Macbeth is presented as a mature man of definitely naturalised character, advantageful
in certain fields of activity and enjoying an enviable reputation. We must not conclude,
there, that all his volitions and actions argon predictable; Macbeths character, like any
other mans at a given moment, is what is being made out of potentialities plus
environment, and no one, not even Macbeth himself, can know all his inordinate self-
love whose actions are discovered to be-and no doubt have been for a wide time-
determined originally by an inordinate desire for some blase or mutable good.

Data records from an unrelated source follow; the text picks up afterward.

PR #1356, opened 2022-03-30
Plugin handling and package.json cleanup

toddtarsi:
Does the following things:

1. Adds handlers for editing plugins
2. Consolidates plugin loaders to use side-runtime
3. Gets plugins working with side-cli
4. Gets side-cli working on the latest version of the dependencies
5. Makes the various child package.json work a bit more consistently
6. Removes all extraneous dependencies from the top level package.json
7. Consolidates the toolbar buttons to be a bit cleaner to re-use for various states
8. Fixes a bug that caused the stop button while recording to hang


coinzdude:
This builds for me

PR #1369, opened 2022-04-16
Swapping playback and project window focus status

coinzdude:
Having playback window own focus for the app was causing some interactivity and focus issues on Windows usage.


toddtarsi:
@coinzdude - This PR looks really good to me. Nice work!

PR #1373, opened 2022-04-17
Cross platform yarn start

coinzdude:
Need a little more control to perform os variations on yarn tasks.

Include real fix for windows process kill end of chromedriver.exe when exiting.  electron was calling 'cmd' which was causing the wrong pid to be tracked and killed on windows


toddtarsi:
This LGTM, nice work as always @coinzdude

PR #1374, opened 2022-04-19
Begin View menu, start with 'show DevTools'

coinzdude:
I took a stab at creating a View menu to have a shortcut key to show DevTools. Want to include this in other generated Windows soon


packages/selenium-ide/src/main/session/controllers/Menu/menus/projectView.ts
```diff
@@ -0,0 +1,23 @@
+import { BrowserWindow} from 'electron'
```
toddtarsi, line 1: @coinzdude - Can you hoist this up to menus/index.ts? This way, we can call it by name via API and popup the show dev tools thing on a right click in the playback windows.

PR #1378, opened 2022-04-21
 allow repeated loading of scripts, do not close project window. new menu, View, Playback

coinzdude:


packages/selenium-ide/src/main/session/controllers/Menu/menus/projectView.ts
```diff
@@ -1,16 +1,23 @@
...
 import { Menu } from 'electron'
 import { MenuComponent, Session } from 'main/types'
 
 export const projectViewCommands: MenuComponent = (session) => async () =>
   [
+    {
+      accelerator: 'CommandOrControl+P',
+      label: 'Show Playback Window',
+      click: async () => {
+        await session.windows.onPlaybackShow()
```
toddtarsi: @coinzdude - Nice use of menus!

packages/selenium-ide/src/main/session/controllers/Windows/index.ts
```diff
@@ -158,34 +158,43 @@ export default class WindowsController {
...
-      const windows = BrowserWindow.getAllWindows()
-      const anyWindowFocused = windows.reduce((focused, window) => {
-        if (focused) return true
-        return window.isFocused()
-      }, false)
-      if (!anyWindowFocused) {
-        playbackWindow.hide()
-      }
-    })
+    projectWindow.on('focus', () => {})
```
toddtarsi: @coinzdude - Can you delete these event listeners if they're not doing anything?

coinzdude: remove empty event listeners

packages/selenium-ide/src/main/session/controllers/Windows/index.ts
```diff
@@ -158,34 +158,43 @@ export default class WindowsController {
     )
   }
 
+  async onPlaybackShow() {
+    await this.open(playbackWindowName)
```
toddtarsi: @coinzdude - I think you want this to do this instead:

```
  async onPlaybackShow() {
    const window = await this.open(playbackWindowName)
    this.handlePlaybackWindow(window)
  }
```

That second function wires up the things for recording in subframes and such.

toddtarsi: Oh wait no I'm dumb, that's called in the sub function. My bad!

packages/selenium-ide/src/main/session/controllers/Windows/index.ts
```diff
@@ -123,7 +123,7 @@ export default class WindowsController {
     }
     this.windows[name] = window
     window.on('closed', () => {
-      delete this.windows[name]
+      if (name != 'project-editor') delete this.windows[name]
```
toddtarsi: Good catch!

packages/selenium-ide/src/main/session/controllers/Windows/index.ts
coinzdude: Hmmm.  I'm not certain actually.  Here's a code change for it and it seems to be fine?

packages/selenium-ide/src/main/session/controllers/Windows/index.ts
```diff
@@ -158,34 +158,43 @@ export default class WindowsController {
...
     await this.open(projectEditorWindowName)
     await this.close('splash')
 
+    BrowserWindow.getAllWindows().forEach((win) => {
+      console.debug('found win, closable ' + win.closable)
+      console.debug(win.id)
+      console.debug(win.accessibleTitle)
+
+      // TODO implement an enum on the window shape to include "type" so that we aren't looking at strings.  Also, this name in the title is subject to change, for live URL or localization, etc.
+      if (win.title == 'Playback Window') {
```
toddtarsi: This is a total nitpick, but strong equality `===` is better for most strings I think

packages/selenium-ide/src/main/session/controllers/Windows/index.ts
toddtarsi: @coinzdude - Oh! I just realized, this should probably be this:

```
if (name !== projectEditorName) delete this.windows[name]
```

toddtarsi (changes requested):
This PR looks great overall. I have a couple total nitpicks around strong equality, and only using soft equality when doing funky stuff with null or undefined kinda shapes, but thats trivial. The overall PR looks very good. Nice work!!

packages/selenium-ide/src/main/session/controllers/Windows/index.ts
toddtarsi: Yeah, you're right. This is not a good change I requested. I wrote this before I realized the open function already called this. That was my bad. Good call! 😄

coinzdude:
Reverting the view playback menu

packages/selenium-ide/src/main/session/controllers/Windows/index.ts
coinzdude: made stronger!

toddtarsi: Nice work!

packages/selenium-ide/src/main/session/controllers/Windows/index.ts
coinzdude: Thanks for that. I ended up swapping to check for anything that does not begin with this string so we can name the window in the future like "Project Editor - My Script"

toddtarsi: Oh neat! Very cool

packages/selenium-ide/src/main/session/controllers/Windows/index.ts
```diff
@@ -123,7 +123,8 @@ export default class WindowsController {
     }
     this.windows[name] = window
     window.on('closed', () => {
-      delete this.windows[name]
+      if (!name.startsWith(projectEditorWindowName))
```
toddtarsi: @coinzdude - What is going on with this line? I'm a bit worried about keeping a stale reference to a closed window.

packages/selenium-ide/src/main/session/controllers/Windows/index.ts
```diff
@@ -159,33 +160,50 @@ export default class WindowsController {
...
+        https://github.com/SeleniumHQ/selenium-ide/blob/trunk/packages/selenium-ide/src/main/session/controllers/Windows/index.ts#L93
+      
+      implement an enum on the window shape to include "type" so that we aren't looking at strings.  Also, this name in the title is subject to change, for live URL or localization, etc.
+       */
+
+      if (!win.title.startsWith('Project Editor') && (!win.title.startsWith('Command List'))) {
+        win.closable = true
+        win.close()
+      }
+      this.playbackWindows.forEach((bw) => {
```
toddtarsi: @coinzdude - This part should probably be outside of the iterator going over each window.

packages/selenium-ide/src/main/session/controllers/Windows/index.ts
```diff
@@ -159,33 +160,50 @@ export default class WindowsController {
...
-    })
     projectWindow.on('closed', () => {
+      console.debug('projectWindow on closed')
       BrowserWindow.getAllWindows().forEach((win) => {
-        if (!win.closable) win.closable = true
-        win.close()
+        console.debug('found win, closable ' + win.closable)
+        if (!win.closable) {
+          win.closable = true
+          win.close()
```
toddtarsi: @coinzdude - I think you'll want to call win.close() even if window is already closable

coinzdude: Great catch. I think I got this now?

packages/selenium-ide/src/main/session/controllers/Windows/index.ts
coinzdude: I'm not really sure how this works, or the 'right' way to close these.  I don't know how to get these outside of the iterator either. Should I put the windows to close into another list and then close those?

coinzdude: I submitted some changes here. Let me know.

packages/selenium-ide/src/browser/windows/ProjectEditor/components/Suites/SuitesDrawer.tsx
```diff
@@ -49,16 +49,27 @@ const SuiteList: FC<SuiteListProps> = ({
...
-          name={name}
-          rename={rename}
-          selected={id === activeSuite}
-          setSelected={setSelected}
-        />
-      ))}
+      {suites
+        .slice()
+        .sort((a, b) => {
+          if (b.name < a.name) {
```
toddtarsi: @coinzdude - Okay, one more critique here. I'd recommend changing this to use localeCompare:

https://developer.mozilla.org/en-US/docs/Web/JavaScript/Reference/Global_Objects/String/localeCompare

```
.sort((a, b) => a.localeCompare(b))
```

It will reduce the complexity of this and alphabetize things in a more cross-language-y way.

packages/selenium-ide/src/browser/windows/ProjectEditor/components/Tests/TestsDrawer.tsx
```diff
@@ -42,16 +42,27 @@ const TestList: FC<TestListProps> = ({ activeTest, open, setOpen, tests }) => (
...
-          key={id}
-          name={name}
-          rename={rename}
-          selected={id === activeTest}
-          setSelected={setSelected}
-        />
-      ))}
+      {tests
+        .slice()
+        .sort((a, b) => {
```
toddtarsi: Same as above here

packages/selenium-ide/src/main/session/controllers/Windows/index.ts
```diff
@@ -159,32 +159,53 @@ export default class WindowsController {
...
+       also, look at this idea:
+       We should delete all the windows we can when we call the projects.close endpoint, which is part of projects.load, but should probably also be on projects.new. This function here does the cleanup and is rather redundant and somewhat confused, much like myself lol:
+        https://github.com/SeleniumHQ/selenium-ide/blob/trunk/packages/selenium-ide/src/main/session/controllers/Windows/index.ts#L93
+      
+      implement an enum on the window shape to include "type" so that we aren't looking at strings.  Also, this name in the title is subject to change, for live URL or localization, etc.
+       */
+
+      if (
+        !win.title.startsWith('Project Editor') &&
+        !win.title.startsWith('Command List')
```
toddtarsi, line 188: I don't think this will ever be a title we need to worry about, so this line can be dropped.

packages/selenium-ide/src/main/session/controllers/Windows/index.ts
```diff
@@ -159,32 +159,53 @@ export default class WindowsController {
   }
 
   async onProjectLoaded() {
-    await this.close(projectEditorWindowName)
+    // await this.close(projectEditorWindowName)
```
toddtarsi: You can drop this line instead of commenting it. It can go. I can see that we aren't closing the project window now.

packages/selenium-ide/src/main/session/controllers/Windows/index.ts
toddtarsi: Honestly, you might be able to get rid of this entire block. The only windows that should be open after forcing closed splash should be the project editor window and N playback windows. By iterating those, I don't think this block should run for any windows.

toddtarsi: To be clear, I mean the whole `BrowserWindow.getAllWindows().forEach(...)` block

packages/selenium-ide/src/main/session/controllers/Windows/index.ts
```diff
@@ -159,32 +159,53 @@ export default class WindowsController {
...
-      const anyWindowFocused = windows.reduce((focused, window) => {
-        if (focused) return true
-        return window.isFocused()
-      }, false)
-      if (!anyWindowFocused) {
-        playbackWindow.hide()
-      }
-    })
     projectWindow.on('closed', () => {
+      console.debug('projectWindow on closed')
```
toddtarsi, line 202: I think this logger can go, same with the logger two lines down. If you want to keep them, we might want to move them behind a namespace like we do here:

https://github.com/SeleniumHQ/selenium-ide/blob/11389d058c9850004d34c165b5c7aa2b84225645/packages/selenium-ide/src/main/api/classes/Handler.ts#L7

packages/selenium-ide/src/browser/windows/ProjectEditor/components/Suites/SuitesDrawer.tsx
coinzdude: Much better!

packages/selenium-ide/src/browser/windows/ProjectEditor/components/Tests/TestsDrawer.tsx
coinzdude: done!

packages/selenium-ide/src/main/session/controllers/Windows/index.ts
coinzdude: I tried ignoring 'command list' but I couldn't as it would get closed.  'command list' appears to be a temporary name on the way to getting the name 'project editor'

packages/selenium-ide/src/main/session/controllers/Windows/index.ts
coinzdude: done

packages/selenium-ide/src/main/session/controllers/Windows/index.ts
coinzdude: On this, in my testing, if I don't exclude both of these window names, then the app will close when loading a project

toddtarsi (approved):
LGTM 👍 Nice work!

toddtarsi (approved):
Nice work. Merging!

Macbeth is actuated in his conduct mainly by an inordinate desire for worldly honors;
his delight lies primarily in buying golden opinions from all sorts of people. But we must
not, therefore, recant him an entirely human complexity of motives. For example, his
fighting in Duncans service is resplendent and courageous, and his evident joy in
it is traceable in art to the natural pleasure which accompanies the explosive expenditure
of prodigious physical energy and the euphory which follows. He also rejoices no
doubt in the success which crowns his efforts in strife - and so on. He may even
conceived of the proper motive which should bring up back of his great deed:
The service and the loyalty I owe,
But while he destroys the kings enemies, such motives work but murkily at best and are
obscured in his consciousness by much vigorous urges. In the main, as we have said, his
nature violently demands rewards: he fights valiantly in clubhouse that he may be reported in
such terms a valours minion and Bellonas bridegroom he values success because it
brings spectacular fame and new titles and royal favor heaped upon him in public. Now
so foresightful as these mutable...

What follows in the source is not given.